PR #15891, opened 2015-06-23
Org avatars 2

ryanpbrewster:
`OrganizationAvatarCommander` can take a user-uploaded image (as a `TemporaryFile`),
process it to get a range of useful image shapes, persist all of those images to S3 (via
`S3OrganizationAvatarStoreImpl`), and store the relevant S3 image paths in the
`OrganizationAvatarRepo`.

@andrewconner @Colin-Lane @leogrim 
I'll go in and tag places that I'm concerned about.

### DIFF
--- a/kifi-backend/modules/common/app/com/keepit/commanders/ProcessedImageHelper.scala
+++ b/kifi-backend/modules/common/app/com/keepit/commanders/ProcessedImageHelper.scala
@@ -153,13 +153,23 @@ trait ProcessedImageHelper {
     }
   }
 
-  protected def filterProcessImageRequests(expectedImages: Set[ProcessImageRequest], existingImages: Set[ProcessImageRequest]): Set[ProcessImageRequest] = {
+  // All the ProcessImageRequests in A that are also in B
+  def intersectProcessImageRequests(A: Set[ProcessImageRequest], B: Set[ProcessImageRequest]): Set[ProcessImageRequest] = {
+    @inline def boundingBox(imageSize: ImageSize): Int = Math.max(imageSize.width, imageSize.height)
+    val Bp = B.collect { case ProcessImageRequest(ProcessImageOperation.Scale, size) => boundingBox(size) }
+    A filter {
+      case ProcessImageRequest(ProcessImageOperation.Scale, size) => Bp.contains(boundingBox(size))
+      case otherRequest => B.contains(otherRequest)
+    }
+  }
+  // All the ProcessImageRequests in A that are NOT in B
+  protected def diffProcessImageRequests(A: Set[ProcessImageRequest], B: Set[ProcessImageRequest]): Set[ProcessImageRequest] = {
     // hack to eliminate expecting scale versions that have the same scaled bounding box
     @inline def boundingBox(imageSize: ImageSize): Int = Math.max(imageSize.width, imageSize.height)
-    val existingScaleBoundingBoxes = existingImages.collect { case ProcessImageRequest(ProcessImageOperation.Scale, size) => boundingBox(size) }
-    expectedImages filterNot {
-      case ProcessImageRequest(ProcessImageOperation.Scale, size) => existingScaleBoundingBoxes.contains(boundingBox(size))
-      case otherRequest => existingImages.contains(otherRequest)
+    val Bp = B.collect { case ProcessImageRequest(ProcessImageOperation.Scale, size) => boundingBox(size) }
+    A filterNot {
+      case ProcessImageRequest(ProcessImageOperation.Scale, size) => Bp.contains(boundingBox(size))
+      case otherRequest => B.contains(otherRequest)
     }
   }
 
--- a/kifi-backend/modules/common/app/com/keepit/commanders/ProcessedImageHelper.scala
+++ b/kifi-backend/modules/common/app/com/keepit/commanders/ProcessedImageHelper.scala
@@ -165,9 +165,9 @@ trait ProcessedImageHelper {
 
   // Returns Set of bounding box sizes
   protected def calcSizesForImage(imageSize: ImageSize, scaleCandidates: Seq[ScaledImageSize], cropCandidates: Seq[CroppedImageSize]): Set[ProcessImageRequest] = {
-    val scaleSizes = scaleCandidates.map { size =>
+    val scaleSizes = scaleCandidates.flatMap { size =>
       calcResizeBoundingBox(imageSize, size.idealSize)
-    }.flatten
+    }
 
     val scaleImageRequests = {
       var t = 0
--- a/kifi-backend/modules/common/app/com/keepit/common/store/ImagePath.scala
+++ b/kifi-backend/modules/common/app/com/keepit/common/store/ImagePath.scala
@@ -1,0 +1,18 @@
+package com.keepit.common.store
+
+import com.keepit.model._
+import play.api.libs.json._
+
+case class ImagePath(path: String) extends AnyVal {
+  override def toString() = path
+  def getUrl(implicit imageConfig: S3ImageConfig): String = imageConfig.cdnBase + "/" + path
+}
+
+object ImagePath {
+  def apply(prefix: String, hash: ImageHash, size: ImageSize, kind: ProcessImageOperation, format: ImageFormat): ImagePath = {
+    val fileName = hash.hash + "_" + size.width + "x" + size.height + kind.fileNameSuffix + "." + format.value
+    ImagePath(prefix + "/" + fileName)
+  }
+
+  implicit val format: Format[ImagePath] = Format(__.read[String].map(ImagePath(_)), Writes(path => JsString(path.path)))
+}
--- a/kifi-backend/modules/common/app/com/keepit/common/store/OrganizationAvatarStore.scala
+++ b/kifi-backend/modules/common/app/com/keepit/common/store/OrganizationAvatarStore.scala
@@ -46,7 +46,8 @@ class S3OrganizationAvatarStoreImpl @Inject() (
   }
 }
 
-class InMemoryOrganizationAvatarStoreImpl() extends OrganizationAvatarStore {
+@Singleton
+class InMemoryOrganizationAvatarStoreImpl @Inject() () extends OrganizationAvatarStore {
 
   require(!(Play.maybeApplication.isDefined && Play.isProd), "Can't have in memory file store in production")
 
--- a/kifi-backend/modules/common/app/com/keepit/common/store/OrganizationAvatarStore.scala
+++ b/kifi-backend/modules/common/app/com/keepit/common/store/OrganizationAvatarStore.scala
@@ -6,28 +6,26 @@ import com.amazonaws.services.s3.model.ObjectMetadata
 import com.amazonaws.services.s3.transfer.TransferManager
 import com.google.inject.{ Inject, Singleton }
 import com.keepit.common.core._
-import com.keepit.model.{ ImageFormat, ImageHash, ProcessImageOperation }
 import play.api.Play
-import play.api.libs.Files.TemporaryFile
-import play.api.libs.json._
 import play.api.Play.current
+import play.api.libs.Files.TemporaryFile
 
 import scala.collection.mutable
 import scala.concurrent.{ ExecutionContext, Future }
 
-trait RoverImageStore {
+trait OrganizationAvatarStore {
   def put(key: ImagePath, is: InputStream, contentLength: Int, mimeType: String): Future[Unit]
   def get(key: ImagePath): Future[TemporaryFile]
 }
 
-case class RoverImageStoreInbox(dir: File) extends S3InboxDirectory
+case class OrganizationAvatarStoreInbox(dir: File) extends S3InboxDirectory
 
 @Singleton
-class S3RoverImageStoreImpl @Inject() (
+class S3OrganizationAvatarStoreImpl @Inject() (
     s3ImageConfig: S3ImageConfig,
-    val inbox: RoverImageStoreInbox,
+    val inbox: OrganizationAvatarStoreInbox,
     implicit val transferManager: TransferManager,
-    implicit val executionContext: ExecutionContext) extends RoverImageStore with S3AsyncHelper {
+    implicit val executionContext: ExecutionContext) extends OrganizationAvatarStore with S3AsyncHelper {
 
   def put(key: ImagePath, is: InputStream, contentLength: Int, mimeType: String): Future[Unit] = {
     val om = new ObjectMetadata()
@@ -48,7 +46,7 @@ class S3RoverImageStoreImpl @Inject() (
   }
 }
 
-class InMemoryRoverImageStoreImpl() extends RoverImageStore {
+class InMemoryOrganizationAvatarStoreImpl() extends OrganizationAvatarStore {
 
   require(!(Play.maybeApplication.isDefined && Play.isProd), "Can't have in memory file store in production")
 
--- a/kifi-backend/modules/shoebox/app/com/keepit/commanders/OrganizationAvatarCommander.scala
+++ b/kifi-backend/modules/shoebox/app/com/keepit/commanders/OrganizationAvatarCommander.scala
@@ -33,15 +33,9 @@ class OrganizationAvatarCommanderImpl @Inject() (
     val webService: WebService,
     private implicit val executionContext: ExecutionContext) extends OrganizationAvatarCommander with ProcessedImageHelper with Logging {
 
-  def getBestImage(orgId: Id[Organization], imageSize: ImageSize): Option[OrganizationAvatar] = {
-    // Get the image that is the closest to the desired ImageSize, by a sum-of-squares metric
-    def sq(x: Int) = x * x
-    def metric(a: OrganizationAvatar) = sq(a.height - imageSize.height) + sq(a.width - imageSize.width)
-
-    db.readOnlyReplica { implicit session =>
-      val options = orgAvatarRepo.getByOrganization(orgId)
-      options.sortBy(metric).headOption
-    }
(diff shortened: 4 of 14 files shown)


kifi-backend/modules/common/app/com/keepit/common/store/ImagePath.scala
```diff
@@ -0,0 +1,18 @@
...
+}
+
+object ImagePath {
+  def apply(prefix: String, hash: ImageHash, size: ImageSize, kind: ProcessImageOperation, format: ImageFormat): ImagePath = {
+    val fileName = hash.hash + "_" + size.width + "x" + size.height + kind.fileNameSuffix + "." + format.value
+    ImagePath(prefix + "/" + fileName)
+  }
+
+  implicit val format: Format[ImagePath] = Format(__.read[String].map(ImagePath(_)), Writes(path => JsString(path.path)))
+}
```
ryanpbrewster, line 18: Moved this out of `RoverImageStore` because it's useful on its own.

kifi-backend/modules/common/app/com/keepit/common/store/OrganizationAvatarStore.scala
```diff
@@ -0,0 +1,73 @@
...
+  def get(key: ImagePath): Future[TemporaryFile] = {
+    cache.get(key) match {
+      case Some(f) => Future.successful(f)
+      case None => Future.failed(new RuntimeException("Key not there!"))
+    }
+  }
+
+  def all: Map[ImagePath, TemporaryFile] = cache.toMap
+
+}
```
ryanpbrewster, line 73: This whole file was shamelessly stolen from `RoverImageStore`. I think there is some opportunity to factor out some common behavior. I don't really understand why we have different image stores.

kifi-backend/modules/shoebox/app/com/keepit/commanders/OrganizationAvatarCommander.scala
```diff
@@ -1,17 +1,185 @@
...
-    None // TODO: do this.
+    // Get the image that is the closest to the desired ImageSize, by a sum-of-squares metric
+    def sq(x: Int) = x * x
+    def metric(a: OrganizationAvatar) = sq(a.height - imageSize.height) + sq(a.width - imageSize.width)
+
+    db.readOnlyReplica { implicit session =>
+      val options = orgAvatarRepo.getByOrganization(orgId)
+      options.sortBy(metric).headOption
+    }
+  }
```
ryanpbrewster, line 39: I don't take into account aspect ratio or anything fancy here. Wonder if that will become necessary.

kifi-backend/modules/shoebox/app/com/keepit/commanders/OrganizationAvatarCommander.scala
```diff
@@ -1,17 +1,185 @@
...
+    val (necessary, unnecessary) = determineRequiredProcessImageRequests(sourceImageSize, existingAvatars)
+
+    prepareNewImagesToBePersisted(sourceImage, bufferedSourceImage, existingAvatars, necessary) match {
+      case Left(processingError) => Future.successful(Left(processingError))
+      case Right(processedImagesReadyToPersist) =>
+        val uploads = processedImagesReadyToPersist.map { image =>
+          imageStore.put(image.key, image.is, image.bytes, imageFormatToMimeType(image.format)).imap { _ =>
+            ImageProcessState.UploadedImage(image.key, image.format, image.image, image.processOperation)
+          }
+        }
```
ryanpbrewster, line 68: I took all of those code from `RoverImageFetcher`, but it has been refactored into methods that (mostly) fit on one screen. This `imageStore.put` is one that I didn't touch at all. It passes tests, but does it actually make sense here?

kifi-backend/modules/common/app/com/keepit/common/store/OrganizationAvatarStore.scala
```diff
@@ -0,0 +1,73 @@
...
+  def put(key: ImagePath, is: InputStream, contentLength: Int, mimeType: String): Future[Unit]
+  def get(key: ImagePath): Future[TemporaryFile]
+}
+
+case class OrganizationAvatarStoreInbox(dir: File) extends S3InboxDirectory
+
+@Singleton
+class S3OrganizationAvatarStoreImpl @Inject() (
+    s3ImageConfig: S3ImageConfig,
+    val inbox: OrganizationAvatarStoreInbox,
```
Colin-Lane, line 26: `inbox` is unused?

kifi-backend/modules/shoebox/app/com/keepit/commanders/OrganizationAvatarCommander.scala
```diff
@@ -1,17 +1,185 @@
...
+
+      unnecessary.foreach { processOperationRequest =>
+        val alreadyExistingImageInfo = existingAvatars.find(avatar => avatar.kind == processOperationRequest.operation && avatar.imageSize == processOperationRequest.size).get
+        val orgAvatar = OrganizationAvatar(organizationId = orgId, width = alreadyExistingImageInfo.width, height = alreadyExistingImageInfo.height, format = sourceImage.format, kind = alreadyExistingImageInfo.kind, imagePath = alreadyExistingImageInfo.imagePath, source = UserUpload, sourceFileHash = sourceImage.hash, sourceImageURL = None)
+        orgAvatarRepo.save(orgAvatar)
+      }
+
+      Right(sourceImage.hash)
+    }
+  }
```
ryanpbrewster, line 133: This method is kind of complicated because the original image doesn't fit cleanly into any `ImageProcessRequest` (those deal strictly with `Crop` or `Scale` operations).

Also the `RoverImageFetcher` had a comment saying that this code tended to be prone to race conditions. I don't really see why.

kifi-backend/modules/shoebox/app/com/keepit/commanders/OrganizationAvatarCommander.scala
```diff
@@ -1,17 +1,185 @@
...
+
+  // All the ProcessImageRequests in A that ARE in B
+  def intersectProcessImageRequests(A: Set[ProcessImageRequest], B: Set[ProcessImageRequest]): Set[ProcessImageRequest] = {
+    @inline def boundingBox(imageSize: ImageSize): Int = Math.max(imageSize.width, imageSize.height)
+    val Bp = B.collect { case ProcessImageRequest(ProcessImageOperation.Scale, size) => boundingBox(size) }
+    A filter {
+      case ProcessImageRequest(ProcessImageOperation.Scale, size) => Bp.contains(boundingBox(size))
+      case otherRequest => B.contains(otherRequest)
+    }
+  }
```
ryanpbrewster: Both of these methods are simple set operations with a slightly modified definition of equality. Is there a clearer way to express that? `A.diffBy` or something?

kifi-backend/modules/shoebox/app/com/keepit/common/store/ShoeboxProdStoreModule.scala
```diff
@@ -59,6 +60,7 @@ case class ShoeboxDevStoreModule() extends DevStoreModule(ShoeboxProdStoreModule
   def configure() {
     bind[ImageDataIntegrityPlugin].to[ImageDataIntegrityPluginImpl].in[AppScoped]
     bind[RoverImageStore].to[InMemoryRoverImageStoreImpl]
+    bind[OrganizationAvatarStore].to[InMemoryOrganizationAvatarStoreImpl]
```
ryanpbrewster: I don't know why this is here. I tried to follow the example set by `RoverImageStore`, but I already bound `InMemoryOrganizationAvatarStoreImpl` in the `FakeStoreModule`.

Colin-Lane: The `FakeStoreModule` is used by tests. `ShoeboxProdStoreModule` is used in production.

kifi-backend/modules/common/app/com/keepit/common/store/OrganizationAvatarStore.scala
ryanpbrewster, line 26: I think it is used by `S3AsyncHelper`, which `S3OrganizationAvatarStoreImpl` extends.

kifi-backend/modules/shoebox/app/com/keepit/common/store/ShoeboxProdStoreModule.scala
ryanpbrewster: So I shouldn't need to bind the `InMemory` image store, right? I'll try removing it.

kifi-backend/modules/common/app/com/keepit/commanders/ProcessedImageHelper.scala
```diff
@@ -165,9 +165,9 @@ trait ProcessedImageHelper {
 
   // Returns Set of bounding box sizes
   protected def calcSizesForImage(imageSize: ImageSize, scaleCandidates: Seq[ScaledImageSize], cropCandidates: Seq[CroppedImageSize]): Set[ProcessImageRequest] = {
-    val scaleSizes = scaleCandidates.map { size =>
+    val scaleSizes = scaleCandidates.flatMap { size =>
       calcResizeBoundingBox(imageSize, size.idealSize)
-    }.flatten
+    }
```
leogrim, line 180: :+1:

kifi-backend/modules/common/app/com/keepit/common/store/ImagePath.scala
leogrim, line 18: Definitely!

kifi-backend/modules/common/app/com/keepit/common/store/OrganizationAvatarStore.scala
leogrim, line 26: Yep.

kifi-backend/modules/shoebox/app/com/keepit/commanders/OrganizationAvatarCommander.scala
```diff
@@ -1,17 +1,185 @@
...
+    imageStore: OrganizationAvatarStore,
+    photoshop: Photoshop,
+    val webService: WebService,
+    private implicit val executionContext: ExecutionContext) extends OrganizationAvatarCommander with ProcessedImageHelper with Logging {
+
   def getBestImage(orgId: Id[Organization], imageSize: ImageSize): Option[OrganizationAvatar] = {
-    None // TODO: do this.
+    // Get the image that is the closest to the desired ImageSize, by a sum-of-squares metric
+    def sq(x: Int) = x * x
+    def metric(a: OrganizationAvatar) = sq(a.height - imageSize.height) + sq(a.width - imageSize.width)
```
leogrim: Check out `BasicImage` and `BasicImages`

kifi-backend/modules/shoebox/app/com/keepit/commanders/OrganizationAvatarCommander.scala
leogrim, line 68: I think so.

kifi-backend/modules/shoebox/app/com/keepit/commanders/OrganizationAvatarCommander.scala
```diff
@@ -1,17 +1,185 @@
...
+        val uploadedImagesFut = Future.sequence(uploads).imap(Right(_)).recover { case error: Exception => Left(ImageProcessState.CDNUploadFailed(error)) }
+        uploadedImagesFut.imap {
+          case Left(uploadError) => Left(uploadError)
+          case Right(uploadedImages) =>
+            try {
+              saveNewAvatars(orgId, sourceImage, existingAvatars, uploadedImages, unnecessary)
+              Right(sourceImage.hash)
+            } catch {
+              case imageInfoError: Exception =>
+                log.error(s"Failed to update ImageInfoRepo after fetching image from user uploaded file: $imageInfoError")
```
leogrim: `ImageInfoRepo` leak

kifi-backend/modules/shoebox/app/com/keepit/commanders/OrganizationAvatarCommander.scala
leogrim: Why diverge from `ProcessedImageHelper.filterProcessImageRequests` here?

kifi-backend/modules/shoebox/app/com/keepit/model/OrganizationAvatarRepo.scala
```diff
@@ -10,7 +10,9 @@ import org.joda.time.DateTime
 
 @ImplementedBy(classOf[OrganizationAvatarRepoImpl])
 trait OrganizationAvatarRepo extends Repo[OrganizationAvatar] {
-  def getByOrganization(organizationId: Id[Organization])(implicit session: RSession): Seq[OrganizationAvatar]
+  def getByOrganization(organizationId: Id[Organization], state: State[OrganizationAvatar] = OrganizationAvatarStates.ACTIVE)(implicit session: RSession): Seq[OrganizationAvatar]
+  def getByImageHash(hash: ImageHash, state: State[OrganizationAvatar] = OrganizationAvatarStates.ACTIVE)(implicit session: RSession): Seq[OrganizationAvatar]
```
leogrim, line 14: Perhaps you should return something closer to a set of unique `BaseImage` here, that may return a lot of duplicate avatars.

leogrim:
See comments, lgtm otherwise.

kifi-backend/modules/shoebox/app/com/keepit/commanders/OrganizationAvatarCommander.scala
ryanpbrewster: It's actually the exact same method, I just renamed it so that it would line up with `diffProcessImageRequests`. Rather, `diff` is the same logic as `filter`.

kifi-backend/modules/shoebox/app/com/keepit/model/OrganizationAvatarRepo.scala
ryanpbrewster, line 14: I can easily get the set of unique `ImagePath`s or `(kind, size)` tuples if I just make a `distinct` query, but I'm not sure how easy it would be to get the unique `BaseImage`s.

kifi-backend/modules/shoebox/app/com/keepit/commanders/OrganizationAvatarCommander.scala
leogrim: Feel free to rename `filter` to `diff`, so we avoid the code duplication.
I'm not sure I understand why you need both `diff` and `intersect`, clue?

kifi-backend/modules/shoebox/app/com/keepit/model/OrganizationAvatarRepo.scala
ryanpbrewster, line 14: Oh, I just looked up what a `BasicImage` is.

leogrim, line 14: `BasicImage` has less stuff than `BaseImage`, not sure if that's what you want here. I guess what I meant is use a `distinct` query to return whatever you need to build your set of existing `ProcessImageRequest`.

kifi-backend/modules/shoebox/app/com/keepit/commanders/OrganizationAvatarCommander.scala
ryanpbrewster: I have a set `E` of things that already exist, and set `R` of things that are required. I want `U = R intersect E` for things that are unnecessary to recompute, and `N = R diff U` for the things that are necessary to compute.

kifi-backend/modules/shoebox/app/com/keepit/commanders/OrganizationAvatarCommander.scala
leogrim: I think I would maybe return `BasicImages` rather than `OrganizationAvatar`. Then let the consumer use the provided methods to pick up the size. 
If you do want to return `OrganizationAvatar`, you can use `ProcessedImageHelper.pickByIdealImageSize` here.

leogrim: I didn't go full refactor when I introduced `KeepImageCommander.getBasicImagesForKeeps`, but that's pretty much all that's need in practice. Also you can cache `BasicImages` (which is immutable) for the organization rather than trying to cache single images and having to be aware of which size got cached somehow.

kifi-backend/modules/shoebox/app/com/keepit/commanders/OrganizationAvatarCommander.scala
leogrim: `N = filter(R, E)` will get you the set 'N' of necessary computations , then you can just use a regular Set diff to compute `U = R -- N`

N may actually be wrong here, because `diff` and `intersect` have special semantics and might not really be reverse of each other.

ryanpbrewster: The special semantics are important here, because it's difficult to look things up in the database. To make this more concrete, consider the following example:

We have an image that is 150x100
We require images that are 150x150 (ends up being 150x100) and 300x300 (ends up being 300x200).

Suppose we already have the 150x100 image computed.

In this case, `R = {150x150, 300x300}`, `E = {150x100}`.
I'd like to end up with `U = {150x100}` and `N = {300x200}` (or `N = {300x300}`, it doesn't matter).

I _need_ `U` in that format because I'm doing a table lookup.

PR #17108, opened 2015-09-01
include keepInfo.library in tests

camhashemi:
@ryanpbrewster can we kill all of these asap


ryanpbrewster:
What is even happening in this PR?

PR #17109, opened 2015-09-01
Membership related Account Event integrity checker

stkem:
@andrewconner @ryanpbrewster


kifi-backend/modules/shoebox/app/com/keepit/model/OrganizationRepo.scala
```diff
@@ -134,6 +135,11 @@ class OrganizationRepoImpl @Inject() (
     getByIds(orgIds).values.toSeq
   }
 
+  def getIdSubsetByModulus(modulus: Int, partition: Int)(implicit session: RSession): Set[Id[Organization]] = {
+    import com.keepit.common.db.slick.StaticQueryFixed.interpolation
+    sql"""select id from organization where state='active' and MOD(id, $modulus)=$partition""".as[Id[Organization]].list.toSet
```
ryanpbrewster, line 140: Is this a good idea? Doesn't this require a full table scan?

kifi-backend/modules/shoebox/app/com/keepit/payments/IntegrityChecker.scala
```diff
@@ -0,0 +1,128 @@
...
+import com.keepit.common.db.Id
+import com.keepit.common.time._
+import com.keepit.common.logging.Logging
+
+import scala.util.{ Try, Success, Failure }
+
+import com.google.inject.{ Singleton, Inject }
+
+@Singleton
+class PaymentsIntegrityChecker @Inject() (
```
ryanpbrewster, line 21: Should we name this file `PaymentsIntegrityChecker` just so it matches the class name?

kifi-backend/modules/shoebox/app/com/keepit/payments/PaidAccount.scala
```diff
@@ -29,11 +29,13 @@ case class PaidAccount(
...
     userContacts: Seq[Id[User]],
     emailContacts: Seq[EmailAddress],
-    lockedForProcessing: Boolean = false) extends ModelWithState[PaidAccount] {
+    lockedForProcessing: Boolean = false,
+    frozen: Boolean = false) extends ModelWithState[PaidAccount] {
 
   def withId(id: Id[PaidAccount]): PaidAccount = this.copy(id = Some(id))
   def withUpdateTime(now: DateTime): PaidAccount = this.copy(updatedAt = now)
   def withState(state: State[PaidAccount]): PaidAccount = this.copy(state = state)
+  def freeze: PaidAccount = this.copy(frozen = true) //a frozen account will not be charged anything by the payment processor until unfrozen by an admin. Intended for automatically detected data integrity issues.
```
ryanpbrewster, line 38: Maybe `frozen`, to follow the convention of "past tense description".

ryanpbrewster:
Semantically, what does freezing an account do?

kifi-backend/modules/shoebox/app/com/keepit/payments/PaidAccount.scala
stkem, line 38: Can't do, that is already the name of the field on the class. It's a conflicting overload.

stkem:
@ryanpbrewster see the comment on the `freeze` method (you actually commented on that line): It's stops the payment processor from doing anything for that account (i.e. their functionality stays intact, but they won't be charged anything) until an admin unfreezes the account. Mostly to be used when we automatically detect some discrepancies with the data that we wan't a human to look at before continuing lest we over or under charge a customer.

kifi-backend/modules/shoebox/app/com/keepit/model/OrganizationRepo.scala
stkem, line 140: Yes, it does indeed require a full table scan, but the organization table is relatively small and will remain so relative to other entities in the system (and thus relative to the power of the database server) and this only runs once a day. For context, the query currently takes ~100-120ms on average.

ryanpbrewster, line 140: And you're actually returning `O(n)` ids anyways, so it's not like an index is going to make that part faster.

In other integrity plugins, we only check entities that have been modified (as indicated by their sequence number). Why the difference here? Just to be absolutely certain?

kifi-backend/modules/shoebox/app/com/keepit/payments/PaidAccount.scala
ryanpbrewster, line 38: Ah, yes, my mistake.

ryanpbrewster:
Have you implemented the logic that actually makes the `frozen` field do anything?

kifi-backend/modules/shoebox/app/com/keepit/model/OrganizationRepo.scala
stkem, line 140: Yeah, basically. This is not relaying on any other mechanism to work correctly (like sequence numbers). Plus just checking everything makes the logic quite a bit easier to grok.

kifi-backend/modules/shoebox/app/com/keepit/payments/IntegrityChecker.scala
stkem, line 21: Yes, we should.

stkem:
Nope, not yet. I have parts of the payment processor, but it's not honoring the frozen field yet. The need for this really only occurred to me today.

ryanpbrewster:
:+1:. Mmmk, just wanted to be sure I understand.

kifi-backend/modules/shoebox/test/com/keepit/model/OrganizationFactoryHelper.scala
```diff
@@ -4,10 +4,12 @@ import com.google.inject.Injector
 import com.keepit.commanders.HandleCommander
 import com.keepit.common.db.slick.DBSession.RWSession
 import com.keepit.model.OrganizationFactory.PartialOrganization
+import com.keepit.payments.{ PlanManagementCommander, PaidPlan, BillingCycle, DollarAmount }
 
 object OrganizationFactoryHelper {
   implicit class OrganizationPersister(partialOrganization: PartialOrganization) {
     def saved(implicit injector: Injector, session: RWSession): Organization = {
+      injector.getInstance(classOf[PlanManagementCommander]).createNewPlan(Name[PaidPlan]("Test"), BillingCycle(1), DollarAmount(0))
```
andrewconner, line 12: This is a session-in-session (createNewPlan creates it's own session, and `saved` here takes an implicit one). @stkem

PR #17112, opened 2015-09-01
Set height so email user icon isn't an oval

cvializ:
@andrewconner (@leo) resolves https://app.asana.com/0/42816489233169/46491013594142/f


cvializ:
screen shot 2015-09-01 at 3 36 04 pm

before and after

leogrim:
Yeah!

PR #17119, opened 2015-09-02
Modifying an org's permissions happens via a diff

ryanpbrewster:
Moved permissions into their own file, fixed tests

@leogrim @stkem


stkem:
:+1:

_Try it:_ Count each line of the material that includes the string "these", then give only the total.

_Exercise output:_ 2